# What the task requires:
Of the lines below, copy those that hold the word "solution".

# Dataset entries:
•••••

PR #128, opened 2022-05-30
Add Review comment to all PRs.

joshmoore:
Replaces #117 since testing workflows from forks is painful.

On each push to a PR, this workflow should add if necessary or otherwise update a comment pointing to the URLs which can be used for reviewing the changes to latest.bs:

Screen Shot 2022-05-30 at 12 06 29

### DIFF
--- a/.github/workflows/review.yml
+++ b/.github/workflows/review.yml
@@ -22,5 +22,5 @@ jobs:
           body: |
             #### Automated Review URLs
             * [render latest/index.bs](http://api.csswg.org/bikeshed/?url=https://raw.githubusercontent.com/ome/ngff/${{github.sha}}/latest/index.bs)
-            * [diff latest modified](https://services.w3.org/htmldiff?doc1=https%3A%2F%2Fngff.openmicroscopy.org%2Flatest%2F&doc2=http%3A%2F%2Fapi.csswg.org%2Fbikeshed%2F%3Furl%3Dhttps%3A%2F%2Fraw.githubusercontent.com%2Fome%2F%ngff%2F${{github.sha}}%2Flatest%2Findex.bs)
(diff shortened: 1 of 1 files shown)


joshmoore:
Doh. Even on a branch from `ome` this won't be testable. Manually adding the markup:

#### Automated Review URLs
 * [render latest/index.bs](http://api.csswg.org/bikeshed/?url=https://raw.githubusercontent.com/ome/ngff/23b71cb16321bca05d2e4dd8de20c7e8f4f29de7/latest/index.bs)
 * [diff latest modified](https://services.w3.org/htmldiff?doc1=https%3A%2F%2Fngff.openmicroscopy.org%2Flatest%2F&doc2=http%3A%2F%2Fapi.csswg.org%2Fbikeshed%2F%3Furl%3Dhttps%3A%2F%2Fraw.githubusercontent.com%2Fome%2F%ngff%2F 23b71cb16321bca05d2e4dd8de20c7e8f4f29de7%2Flatest%2Findex.bs)

sbesson (approved):
As mentioned separately, I almost want this PR with some real content change in order to assess and/or suggest change. Immediate limitation I can think of is that only `latest/index.bs` is considered even if changes are made to other specifications and/or different files are modified. 

No objections to getting this in and start to iterate as the publication of review links should reduce the maintenance burden.

.github/workflows/review.yml
```diff
@@ -0,0 +1,26 @@
+---
+name: Add review url
+
+on:
+  pull_request_target:
```
sbesson, line 5: Should this have been `pull_request` as https://github.com/ome/ngff/pull/112#issuecomment-1141013652 seems to link to the last commit on the base branch as per https://docs.github.com/en/actions/using-workflows/events-that-trigger-workflows#pull_request_target?

joshmoore: Grrr. The actions can't write to the same PR if only `pull_request` is used. I'll have to look for a way to find the sha regardless. Let me know if we need to revert.

cc: @jburel in case you've run into these issues before.

PR #129, opened 2022-05-30
Review workflow: fix generated URL.

sbesson:
As per https://docs.github.com/en/actions/using-workflows/events-that-trigger-workflows#pull_request_target
github.sha will point to the base branch SHA


joshmoore:
Just doing this to but I don't think a pull_request_target PR will likely not let you appropriately test. That was my problem with the previous attempts.

sbesson:
> Just doing this to but I don't think a pull_request_target PR will likely not let you appropriately test. 

Ah now I get the "This event runs in the context of the base of the pull request, rather than in the context of the merge commit, as the pull_request event does.". Yes not sure how to test this now

joshmoore:
Shall we reopen my `origin/review` branch, push your commit there, and open PRs against it?

joshmoore:
I'll move this to `origin/main` and revert if necessary.

joshmoore:
After pushing head.ref this has been updated, but that doesn't resolve, since `ome/ngff/review_sha` doesn't exist. I'll revert to the sha.

PR #1861, opened 2024-08-31
Energy overlay rework

Xavier00014:
## What
Reorganize energy overlay to be more consistently link to its behavior

## Outcome
Make it easier to tell how much power can be handled by a component

## Additional Information

Alos wanted to change FE converter texture to stand out more compared to the 4a eu texture but wasn't able to make something that look good

Resource pack and add-ons may need to update if they use an energy overlay


screret (commented):
run spotlessApply please.

Ghostipedia (changes requested):
Un-tint the overlays. See your before image as to how the original transformers didn't have this issue of having a color multiplier applied to them, ideally fix this for the input/outputs too. 
Otherwise it's going to be equally hard to figure out which is in/out (it also just looks a bit weird having the overlays tint)

Xavier00014:
I don't think I understand what is the issue, I can't see a difference in the color of the transformer(second row from the bottom). 
The only part on which i made color change are diode(Bottom row) and FE converter(left corner) but only for the EU side. 
Maybe my screenshot didn't make it clear what are the change that I made or you are taking about diode were I could agree it is little bit difficult to figure out i/o, but I don't have a solution that can keep the overlay consistent and easy to identify without making different shape for input and output.

Ghostipedia:
> I don't think I understand what is the issue, I can't see a difference in the color of the transformer(second row from the bottom). The only part on which i made color change are diode(Bottom row) and FE converter(left corner) but only for the EU side. Maybe my screenshot didn't make it clear what are the change that I made or you are taking about diode were I could agree it is little bit difficult to figure out i/o, but I don't have a solution that can keep the overlay consistent and easy to identify without making different shape for input and output.

FNgJzMj6Wv

Ghostipedia:
To elaborate a bit more. Two things basically need to happen
- overlay layer one needs to be the 'grayscale' part of the texture, and that needs to be tinted appropriately per hull tier.
- overlay layer two needs to contain the 'ring' or part of the texture that shouldn't be affected by tinting, as that's how 1.12 does it. 
After further observation it just seems to be all over the place. but what I've listed here is what should happen.

src/main/resources/assets/gtceu/models/block/overlay/tinted/front_2.json
```diff
@@ -6,7 +6,14 @@
             "from": [0, 0, 0],
             "to": [16, 16, 0],
             "faces": {
-                "north": {"uv": [0, 0, 16, 16], "texture": "#overlay", "cullface": "north", "tintindex": 2 }
+                "north": {"uv": [0, 0, 16, 16], "texture": "#overlay", "cullface": "north", "tintindex": -1 }
```
screret: just remove the "tintindex": -1 entirely.

Ghostipedia (approved):

screret (approved):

•••••

# Exercise answer:
Maybe my screenshot didn't make it clear what are the change that I made or you are taking about diode were I could agree it is little bit difficult to figure out i/o, but I don't have a solution that can keep the overlay consistent and easy to identify without making different shape for input and output.
> I don't think I understand what is the issue, I can't see a difference in the color of the transformer(second row from the bottom). The only part on which i made color change are diode(Bottom row) and FE converter(left corner) but only for the EU side. Maybe my screenshot didn't make it clear what are the change that I made or you are taking about diode were I could agree it is little bit difficult to figure out i/o, but I don't have a solution that can keep the overlay consistent and easy to identify without making different shape for input and output.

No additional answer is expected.